A great sight, but scary too, I would imagine.


----------



## Hansie Bloeckmann (Jan 11, 2018)

billrunnels said:


> On mission mornings the UK air space was saturated with aircraft making take off and formation dangerous and challenging. Aircraft started their take off roll every 30 seconds. The Group Lead Squadron first, High Squadron second and Low Squadron third. The indicated air speed was 150 MPH and rate of climb 400 FPM. On a clear day the Lead squadron formed at 2,000 feet, high 3,000 feet and low 1,000 feet. Tail gunners in each B-17 flashed the letter "C" with an Aldis lamp until formation was completed. We circled the East-West runway while forming. Darkness and instrument take off conditions complicated the procedure. We had to find clear sky so the forming altitudes were higher but still with 1,000 foot separation. Squadron Leaders fired flares (different colors) at regular intervals. The assembly took place over the Harrington Buncher Beacon located about 15 miles West of the runway. I was in the bombay pulling fuse cotter keys while all of this was taking place so I didn't have to experience this frightening period. However, on one occasion I got back to the nose in time to see a squadron of Lancasters crossing our path about four miles ahead. Tough way to begin every mission.


----------



## Hansie Bloeckmann (Jan 11, 2018)

Bill-great data and detail indeed. Makes me realize what my Uncle Jack experienced in the ETO-and his part of a B-17 flight crew, and the raids on Polesti. Could you please elaborate on the procedure you mentioned regarding the bomb fuze cotter pins? Thanks. Hansie


----------



## billrunnels (Jan 11, 2018)

Hansie Bloeckmann said:


> Bill-great data and detail indeed. Makes me realize what my Uncle Jack experienced in the ETO-and his part of a B-17 flight crew, and the raids on Polesti. Could you please elaborate on the procedure you mentioned regarding the bomb fuze cotter pins? Thanks. Hansie


The cotter keys were for safety. They prevented an accident during loading of the bombs and take off. They had to be removed before dropping the bombs to allow activation of the fuze during free fall. If not removed, bombs would not explode on impact.

Reactions: Like Like:
1 | Like List reactions


----------



## Hansie Bloeckmann (Jan 11, 2018)

billrunnels said:


> The cotter keys were for safety. They prevented an accident during loading of the bombs and take off. They had to be removed before dropping the bombs to allow activation of the fuze during free fall.

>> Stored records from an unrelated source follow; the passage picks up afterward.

PR #890, opened 2026-03-04
fix: improve metrics performance

fenos:

Performance

- Metrics are computed too many times

## What is the new behavior?

- only calculate metrics in a controlled interval as opposed for every operation
- add admin endpoint to enable / disable metrics at run time or via env
- updated otel dependencies


src/http/plugins/metrics.ts
```diff
@@ -88,19 +88,17 @@ export const httpMetrics = (options: HttpMetricsOptions = {}) =>
...
           operation: request.operation?.type || 'unknown',
           status_code: statusCode,
-          tenantId,
+          tenantId: request.tenantId || '',
         }
 
-        // Record metrics
+        // Record duration (histogram count replaces httpRequestsTotal)
         httpRequestDuration.record(durationSeconds, attributes)
-        httpRequestsTotal.add(1, attributes)
```
ferhatelmas, line 103: drop it then?

src/internal/database/pool.ts
```diff
@@ -276,50 +300,5 @@ class TenantPool implements PoolStrategy {
...
-    pool.client.pool.on('acquireRequest', (eventId: number) => {
-      pendingAcquires.set(eventId, performance.now())
-    })
-
-    pool.client.pool.on('acquireSuccess', (eventId: number) => {
-      const startTime = pendingAcquires.get(eventId)
-      if (startTime !== undefined) {
-        pendingAcquires.delete(eventId)
-        const durationSeconds = (performance.now() - startTime) / 1000
-        dbConnectionAcquireTime.record(durationSeconds, { tenant_id: tenantId })
```
ferhatelmas, line 310: good to drop this metric as well because it will stop getting any data

src/http/plugins/metrics.ts
fenos: Yes we removed it

src/internal/database/pool.ts
fenos: yes - for now let's keep them in stand by

PR #892, opened 2026-03-04
fix: improve biome lint configuration

ferhatelmas:

Refactor

Biome configuration was bare bones.

## What is the new behavior?

Slowly add new rules which don't cause many problems or big refactoring. 

## Additional context

None

### DIFF
--- a/src/internal/streams/hash-stream.ts
+++ b/src/internal/streams/hash-stream.ts
@@ -195,15 +195,20 @@ export class HashSpillWritable extends Writable {
   }
 
   private writeToFile(buf: Buffer): Promise<void> {
-    return new Promise<void>(async (resolve, reject) => {
-      try {
-        await this.ensureFile()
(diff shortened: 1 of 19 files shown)


src/internal/streams/hash-stream.ts
```diff
@@ -195,15 +195,20 @@ export class HashSpillWritable extends Writable {
...
+          if (ok) {
+            resolve()
+            return
+          }
+
+          this.fileStream!.once('drain', resolve)
+        })
+        .catch((error) => {
+          reject(error)
+        })
```
TylerHillery, line 211: Why did this get rewritten to .then() syntax vs try catch?

ferhatelmas: Rule has a good description: https://biomejs.dev/linter/rules/no-async-promise-executor/#description

PR #900, opened 2026-03-09
feat: add storagePublicUrl for tus

aantti:

Add a new env var - `STORAGE_PUBLIC_URL` that will allow the users of [self-hosted Supabase](https://supabase.com/docs/guides/self-hosting) to avoid various complicated gymnastics around proper configuration for resumable uploads.

Current configuration options for building the `Location` header properly for TUS include `REQUEST_ALLOW_X_FORWARDED_PATH` and `TUS_URL_PATH`. (Also, one more platform-specific option).

While manageable in a default no-proxy [configuration](https://github.com/supabase/supabase/tree/master/docker), when adding a proxy on top of the API gateway (currently, Kong), it becomes quite hard to either explain concisely, or debug various edge cases that people are running into. See, e.g., issue [supabase#40686](https://github.com/supabase/supabase/issues/40686).

Arguably, it was possible to have a fairly straightforward workaround with proxying the traffic to Storage directly (e.g., see [here](https://github.com/supabase/supabase/blob/6695a9eeb0d07e210d2264f10e8415d6229829fd/docker/volumes/proxy/caddy/Caddyfile#L20)), and rely on `REQUEST_ALLOW_X_FORWARDED_PATH` to build the `Location` properly in response, with the new API keys / new asymmetric auth being added to self-hosted Supabase - this isn't going to be feasible anymore, because traffic to Storage will have to pass via the API gateway for proper [header substitution](https://github.com/supabase/supabase/pull/43554). The problem of handling various combinations of external protocol and port against those configured for Kong becomes quite painful again.

## What is the new behavior?

Add `STORAGE_PUBLIC_URL` for self-hosted Supabase and CLI only that could be configured in `.env`. Works similarly to how Studio uses `SUPABASE_PUBLIC_URL` to rewrite internal URLs for the browser - allows Storage to always construct a proper Location header without depending on `X-Forwarded-Proto`, `X-Forwarded-Host`, or `X-Forwarded-Port` headers, which Kong can overwrite with internal values when sitting behind a proxy. Does not replace `REQUEST_ALLOW_X_FORWARDED_PATH` or `TUS_URL_PATH` - works alongside them for the path prefix.


src/http/routes/tus/lifecycle.ts
```diff
@@ -113,7 +114,12 @@ export function generateUrl(
     throw ERRORS.InvalidParameter('url')
   }
 
-  proto = process.env.NODE_ENV === 'production' ? 'https' : proto
+  if (parsedPublicUrl) {
+    proto = parsedPublicUrl.protocol.replace(':', '')
```
itslenny, line 117: I wonder if `process.env.NODE_ENV === 'production'` should superced `parsedPublicUrl`. I feel like we should maybe still force https for "production"

aantti: Moved it out to supercede.

ferhatelmas: Right now, we're overriding silently. It can be a bit confusing.

Documentation can help for clarification but I think it might be better to fail with an explicit error message after parsing the URL if not https in NODE_ENV=production.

If not removed, bombs would not explode on impact.


About what I had guessed, were they designed for manual removal, like the safety pin on a hand grenade, or did removal of the cotter keys require a special tool, such as perhaps needle nosed pliers? Just curious, as I am guessing the bomb bay area was fairly "snug", at least until the bombs were dropped, and dropping such a tool might cause a SNAFU??? Hansie


----------



## billrunnels (Jan 11, 2018)

Hansie Bloeckmann said:


> About what I had guessed, were they designed for manual removal, like the safety pin on a hand grenade, or did removal of the cotter keys require a special tool, such as perhaps needle nosed pliers? Just curious, as I am guessing the bomb bay area was fairly "snug", at least until the bombs were dropped, and dropping such a tool might cause a SNAFU??? Hansie


The pins were pulled manually. However, I straightened them with pliers before we took off to make them easy to remove.

Reactions: Like Like:
1 | Like List reactions


----------



## airminded88 (Jan 15, 2018)

It certainly took guts to be in those climbing B-17s with nothing but cloud cover all over you and mindful that a few hundred feet apart there was another bomber in the same condition.
A B-24 flight engineer summed it up very accurately by saying "From the very instant those wheels left the ground we were flirting with death all the way to the target and back."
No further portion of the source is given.